- Opening Delimiter -

PR #33, opened 2015-02-26
Remove the need of creating extra file to be able to build

trishika:
Setting the `IAP_KEY` varaible and creating the `app/keystore.properties` file are not needed anymore with this set of patch.
This make it easier to build a debug version of the app.

### DIFF
--- a/README.md
+++ b/README.md
@@ -11,12 +11,6 @@ Building
 
 Git pull should get you almost all you need, as long as you have a working [Android build system][4]
 
-You'll need to create the following files:
-
-1. `gradle.properties`, with the value `IAP_KEY` set to something (this is used for the in-app purchase).
-2. `app/keystore.properties` with the values `store`, `alias`, `pass`, `storePass` set. This is for signing the release build. Alternatively, comment the `signingConfigs` in `app/build.gradle`.
-
-
 Credits
 -------
 
--- a/app/build.gradle
+++ b/app/build.gradle
@@ -14,6 +14,10 @@ android {
         buildConfigField("String", "IAP_KEY", "\"${rootProject.property("IAP_KEY")}\"")
     }
 
+    lintOptions {
+        abortOnError false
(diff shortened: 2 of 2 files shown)


SyncedSynapse:
Hi,
I haven't merged this yet because i'm torn about it. 
I agree with the removing of the IAP_KEY, but i'm not so sure about the signing.release part (and the lintOptions). If that stays as is, you can still build a debug release, without creating a signing certificate, can't you

trishika:
From my part without creating a keystore.properties file, the build fails : 

    $ ./gradlew build
    [snip]
    A problem occurred evaluating project ':app'.
    > [snip]/keystore.properties (No such file or directory)

Same things without the lintOptions : 

    $ ./gradlew build
    [snip]
    FAILURE: Build failed with an exception.

    * What went wrong:
    Execution failed for task ':app:lint'.
    > Lint found errors in the project; aborting build.
  
      Fix the issues identified by lint, or add the following to your build script to proceed with errors:
      ...
      android {
           lintOptions {
              abortOnError false
          }
      }
      ...

SyncedSynapse:
The `build` target depends on `assemble` and `check`, and `assemble` depends on `assembleRelease`, which can't be built if you don't have a key.

To build a debug variant you should be running `./gradlew assembleDebug` directly, instead of trying to generate the release build each time (tip, `./gradlew iD` builds a debug variant, installs it on your device and is faster to type).

trishika:
it still give me the same error about the `keystore.properties` file missing even with the `installDebug` or `assembleDebug` target.

SyncedSynapse:
Right. I've used your code here 4d7a945c5303da1720ccfc36be288a09007eda05 . I didn't disable the abortOnError option, but corrected the errors that lint was complaining about.

Could you test it on your end.

trishika:
Works for me now. thx

PR #36, opened 2015-03-09
FIX: draw selector on host selection (non-touch usage)

koying:
When using an actual remote (non-touch), no highlight was drawn around the host cards

FYI, a distant project of mine would be to make Kore a thin Kodi client on AndroidTV which would use, e.g., an headless Kodi as server.

### DIFF
--- a/app/src/main/res/drawable/selector.xml
+++ b/app/src/main/res/drawable/selector.xml
@@ -1,0 +1,5 @@
+<?xml version="1.0" encoding="utf-8"?>
+<selector xmlns:android="http://schemas.android.com/apk/res/android">
+    <item android:drawable="@android:drawable/list_selector_background" android:state_focused="true"/>
+    <item android:drawable="@android:color/transparent"/>
+</selector>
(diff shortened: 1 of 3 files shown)


SyncedSynapse:
To be honest, i didn't pay much attention to non-touch usage in the UI (with physical keys for instance), so this probably happens in a lot of places...
If you need help, let me know.

SyncedSynapse:
koying,

Is the <FrameLayout> on grid_item_host.xml strictly necessary? It is slightly breaking touch feedback on other areas (Host list - fragment_host_list.xml), because the ripple extends past the card (on lollipop).

I'm not able to replicate the issue you had, but could you check if removing the <FrameLayout> and using
        android:listSelector="?attr/selectableItemBackground"
in fragment_add_host_zeroconf.xml works.

koying:
No, doesn't work unfortunately.
Strangely, the movie grid, which seems to be using the same layout, does show the highlight on the card...

SyncedSynapse:
(my previous message got garbled, don't know why)

Can you check if this patch solves the issue:
http://pastebin.com/wU5pmBRd

If it does i'll commit it because it maintains correct touch feedback on the list.

koying:
Yep, working fine, thanks :)

Out of curiosity, what did fix it? (The diff is messed up by the revert)

SyncedSynapse:
The listSelector should indeed be selectableItemBackground, but drawSelectorOnTop="true" also needs to be set. I also cleaned up a little bit the grid view, as it wasn't consistent with the others.

It's commited, so you might want to pull it all now.

PR #41, opened 2015-03-16
Add json rpc method/types to support file browsing/playing

DanhKE6D:
I would like to add the new json rpc commands / data types to support music/video file browsing/queuing/playing feature on Kore.


SyncedSynapse:
jenkins build kore

SyncedSynapse:
Hi Dahn, i was looking through this and noticed that it is not consistent with the json rpc API. The implemented API closely follows the json rpc specification available here: 
http://kodi.wiki/view/JSON-RPC_API/v6
(or in doc/introspect.json) and the structure should be the same.
Looking through this i noticed the following:
1. Files.GetDirectory should return List.Item.File. Files.GetSources should return List.Items.Sources.  In the code, both are returning a Files.FileLocation, which doesn't exist in the json rpc document. I understand that you probably looked at the responses, and as they were similar, created that type to represent it, but to keep it consistent with the specification, they need to return different things. There's no need to implement all the specification, but the basics should get implemented.
2. Player.Open with a media_uri is a little different in the specification. It should take a PlaylistType.Item, which is already implemented, and in there you specify the "file" that should be opened. No need to create the type PlayerType.Item (this type doesn't exist in the json rpc specification)
3. In Playlist.Add there's no need to create a new method that takes a file. The existing method takes a Playlist.Item, which has a field for specifying the file to be added.

I know that the json rpc api can be confusing, but it's important to keep it consistent with the specification and as complete as possible.

DanhKE6D:
Thanks. Let me redo it. This is my first experience with json rpc. Yes, I did look at the responses and create objects as I go along. I did not know that I didn't follow the protocol.

DanhKE6D:
Hi SyncedSynapse,

I redo the implementation of File.GetSources and File.GetDirectory and a few jsonrpc data types. Hopefully, this is now correct.

SyncedSynapse:
jenkins build kore please

SyncedSynapse:
Looking better. Just a question:

Does the implementation of ListType.ItemFile have everything you'll need? I mean, looking at jsonrpc, List.Item.File has file/filetype/lastmodified/mimetype/size and in the implementation you're only getting filetype. This is returned in GetDirectory, and i would thought that the other attributes would be relevant, or am i missing something. Do you only want the filetype (which only indicates whether it is a regular file or a directory)?

Minor stuff:
Files.GetSources takes a parameter media, which in jsonrpc is an enum defined in Files.Media used in other places. There should be an interface FilesType.Media with those strings defined (take a look at for instance AudioType.Fields.Artists for an example)

In the same spirit Files.GetDirectory should take the media parameter, or else, if you don't need it, you might omit it altogether, but not pass it into jsonrpc (the default is "files" already).

DanhKE6D:
I have been learning quite bit about json rpc API for the last couple days. Once I was familiar with the API document, I understand your json prc library a whole lot better :)

To answer your question, filetype is all what I need to decide if the item can be played/queued or to traverse the directory up or down.

I will implement an interface for Files.Media. It it currently defined in the fragment that uses File.GetSources.

File.GetDirectory: I can remove the media parameter if file is already default.

Question: Can I have Files.Media interface pushed in on the next PR which is the Media File Browser PR. I completed already. Did a bit testing. It looked good on my setup here.

SyncedSynapse:
Thanks. I've merged this. I still think that ItemFile should have the other attributes, for completeness, but i can add that.

Regarding the last PR, feel free to push it, though i'd like to take a look at it, and i will probably only be able to do so in the weekend.

PR #45, opened 2015-03-19
Implement media file browsing/queuing/playing feature

DanhKE6D:
Here is my media file browser implementation.

Danh

korenavdrawer
musicbrowser


SyncedSynapse:
Looks good (well, except for the files icon :) but i'll change that). I'll look over it and test it on the weekend.
Thanks.

DanhKE6D:
I knew it :) I am no good with icon drawing so I download a couple free ones trying to get the featuring going. I knew before hand that you would fix the icons :) because I can tell that you are a perfectionist when I read your code.

SyncedSynapse:
Looks good. Merging and i'll do some cosmetic changes afterwards.

If you'd like to improve this, here are some suggestions:
1. Hitting "Back" should go back one level in the directory structure.
2. Clicking a file should start playing it automatically. I'm not sure about this, as i don't use kodi in file mode, but it seems logical
3. Pictures should also be present. I'll probably add this
4. Info about the file size should be present in the list. Also it is possible to present some kind of picture (kodi ui does it), but i haven't figure out where it should be obtained from.

Thanks

DanhKE6D:
@SyncedSynapse 
Thanks for the suggestions. I am planning to do:
1. Will implement on the next PR.
2. I can insert the selected media into the playlist queue and start playing immediately if there is nothing playing. I still prefer to keep the context popup menu because I can play the whole folder pretty quickly when enter the folder then select 'play from here' to insert the content of the whole folder into the playlist.
3. I can also do the pictures. I did not implement it because I don't use Kodi for picture slideshow that much.

Thanks

Issue #47, opened 2015-03-23
Browsing Files show all files instead of only the correct type


SyncedSynapse:

DanhKE6D:
I am working on fixing this too. Currently when browsing files, json rpc reports the file types as "unknown" because I don't believe it reads the media metadata during browsing. Should I assume the media type based on file extension(s) then?

SyncedSynapse:
No, don't use the file extensions. Files.GetDirectory also receives a parameter "Media" which should filter the type of files it returns. Have you tried it?

SyncedSynapse:
@DanhKE6D 
I've played a little bit with `Files.GetDirectory`, and it really should be invoked with the parameters `media` and `properties`.
`media` filters the output: if you set it to `video` it only returns videos, etc.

- Closing Delimiter -

WORK TO BE COMPLETED: For each line above that carries the word "merged", copy it out.

FINISHED TASK:
I haven't merged this yet because i'm torn about it. 
Thanks. I've merged this. I still think that ItemFile should have the other attributes, for completeness, but i can add that.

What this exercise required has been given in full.